Payton Lucas, 10 of Orwell, pets her calf Peaches in the 4-H barn at the Addison County Field Days in New Haven on Tuesday, August 10, 2021. Photo by Glenn Russell/VTDigger

The fair is an important cultural event for the residents of Addison County, and Carmichael says farmers in the area measure time against the field days. 

“When I first came down here, it was always like, ‘Oh, you’re pregnant. When are you due, before field days or after field days?’” she said. “People live for this fair.”

Fairs like Addison’s also serve as important revenue streams for local businesses. 

“We, as a nonprofit, provide so much for the community that’s more than just rides and food and art. We have tremendous economic ties,” said Jeff Bartley, marketing director for the Champlain Valley Exposition. 

Ready to proceed

Barring new guidance from the Department of Health, the rest of the state’s fairs and festivals are set to continue with few to no Covid restrictions, according to Jackie Folsom, Vermont Agricultural Fairs and Field Days Association lobbyist and secretary. That includes the 10-day Champlain Valley Fair, set to begin Aug. 27. 

About 120,000 people attend the state’s largest fair each year. While the fair will follow all state and federal guidelines, it has every intention of forging ahead this year, according to Bartley. 

“There’s no talk about canceling the fair,” he said. “As of right now, we’re not putting any restrictions on the fair.”

The Champlain Valley Exposition took a huge financial hit last year when Covid forced the fairgrounds to shut down. Beyond the annual fair, the fairgrounds is frequently rented for other events, and without that income, the exposition would have been unable to pay its mortgage had its lenders not been willing to renegotiate the terms, according to Executive Director Tim Shea. 

The state Legislature allocated $1 million to the state fairs last year, just enough so they could “keep their lights on,” Folsom said.

Among those who benefited from the Addison County Fair’s survival was Scooter Desmond, of Georgia, Vermont, who owns a pretzel and lemonade stands and a corndog stall with his wife. They spend the summers traveling to fairs and festivals around the state and New England and have come to the Addison Fair for more than 20 years.

Events like “Taste of the Fair” — held in place of the Champlain Valley Exposition — kept the business afloat when all of the normal fairs and festivals closed down last summer, but it was tough going.

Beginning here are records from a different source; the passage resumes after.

Issue #1859, opened 2024-01-22
Tests are failing on Android


jcubic:
The PR that add change to README is failing in Android: #1858

jcubic:
I think that we need to figure out which service is failing Azure, SauseLabds, or BrowserStack and ask support about this.

inverted-capital:
this is fixed in PR #1864

jcubic:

At the fair on Tuesday, Desmond said he can’t worry about whether fairs later in the summer will be able to run or not. He focuses instead on each pretzel in front of him, deftly slicing a ribbon of dough and twisting it in the air in one fluid motion to form the classic knot. Each pretzel takes him only a couple of seconds, and by the end of the night, he will have made hundreds. 

“We all find a way to survive,” he said. 

Correction: An earlier version of this story’s photograph captions gave an incorrect town for the fair.